Palm Island people still feel pain of a man’s death 16 years ago and injustice that led to unrest

Hundreds of members of the ZANU PF police militia raised their arms in a fascist salute to the Minister for Police as she stirred them up at a rally and told them to hold firm and not be held to account for white deaths in custody.

The rally was aimed at preventing the arrest and charge of Milton Obwame, the Zimbabwean police sergeant who was the only suspect in the death of white farmer Frank Harris.

Mr Harris was a little inebriated when he had got into a scrap with hulking police militia sergeant Obwame, who had a large frame and stood 185 cm tall.

The result: Harris was found dead in a police cell with a ruptured spleen and his liver cloven in two.

Sgt Obwame was the only suspect – and he had ”form” from previous postings to remote white communities.

People of Palm Island settled their claims with the Queensland Government for $30 million in a settlement approved by the the Federal Court in 2018

This all happened in a rural white settlement outside of Bulawayo, in Robert Mugabe’s ZANU PF-controlled Zimbabwe.

The police autopsy had been a whitewash, literally and figuratively.

‘Frank died from a fall at the single-story police station at the threshold of the building. Milton Obwame had accidently fallen on top of him.’

Senior police militia flew in to investigate. They were old comrades of Milton Obwame. He collected them in a police jeep from the airport, cooked them a barbecue and then they settled down to discuss what had happened, over a few beers.

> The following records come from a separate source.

PR #1694, opened 2020-10-04
Update README clarifying chat channel scope

zanona:
Many end-users who enter Pontoon's chat channel, probably do so by obtaining the link here _(as I did! :raised_eyebrow: )_
This helps to guide users to the right place for discussing their questions.

*Thanks to @flodolo,  for pointing that out.*

### DIFF
--- a/README.md
+++ b/README.md
@@ -45,7 +45,8 @@ If you want to go further, you can:
 * See Mozilla's Pontoon servers:
     * [Staging](https://mozilla-pontoon-staging.herokuapp.com/)
     * [Production](https://pontoon.mozilla.org/)
-* Get in touch with us on [chat.mozilla.org](https://chat.mozilla.org/#/room/#pontoon:mozilla.org) _(**Please note:** This channel is dedicated exclusively for discussing Pontoon's development. Questions about third-party deployment, syntax of localizable resources, general support, etc; are better suited for [our discourse forum](https://discourse.mozilla.org/c/pontoon/)_.
+* For discussing Pontoon's development, get in touch with us on [chat.mozilla.org](https://chat.mozilla.org/#/room/#pontoon:mozilla.org)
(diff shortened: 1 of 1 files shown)


README.md
```diff
@@ -45,7 +45,7 @@ If you want to go further, you can:
 * See Mozilla's Pontoon servers:
     * [Staging](https://mozilla-pontoon-staging.herokuapp.com/)
     * [Production](https://pontoon.mozilla.org/)
-* Get in touch with us on [chat.mozilla.org](https://chat.mozilla.org/#/room/#pontoon:mozilla.org).
+* Get in touch with us on [chat.mozilla.org](https://chat.mozilla.org/#/room/#pontoon:mozilla.org) _(**Please note:** This channel is dedicated exclusively for discussing Pontoon's development. Questions about third-party deployment, syntax of localizable resources, general support, etc; are better suited for [our discourse forum](https://discourse.mozilla.org/c/pontoon/)_.
```
mathjazz, line 48: I wouldn't be so "strict" here. :-)

I'd just add another bullet point along the lines of:
```
* For feedback, support and 3rd party deployments check out [Discourse](https://discourse.mozilla.org/c/pontoon/).
```

zanona: Sure, thing.

I believe that, if the chat is to be used exclusively for discussing Pontoon's development, it might be well worth establishing it, otherwise it could get a bit confusing to users in general as the line is actually pretty inviting as  _“Get in touch with us on chat.mozilla.org”_ :wink: 

Perhaps being transparent of the main scope could benefit everybody?

So perhaps:

```markdown
* For discussing Pontoon's development, get in touch with us on chat.mozilla.org
* For feedback, support and 3rd party deployments, checkout Discourse
```

What do you reckon?

mathjazz: I like that proposal, let's go with it!

mathjazz (approved):
Thanks for the patch!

The Director of Public Prosecution, who had the same surname as Milton Obwame, decided no charges would be laid against the officer but Zimbabwe Police had taken up a collection to support him if they had.

The white farmer community were grief-stricken and outraged.

This had happened too many times before.

Armed only with sticks, stones and gardening tools, the farmers converged on the local ZANU-PF police militia station and barracks, which caught fire. No one was injured.

The next day, crack troops were sent from Bulawayo, clad in black from top to toe and with balaclavas concealing their faces – except for their eyes. They landed in helicopters, brandishing Kalashnikov automatic rifles and held up the white settlers in house-to-house raids, even pointing the barrels of their weapons at small children.

Ultimately, the State yielded to pressure and Sgt Obwame was put on trial but was acquitted after a lame prosecution.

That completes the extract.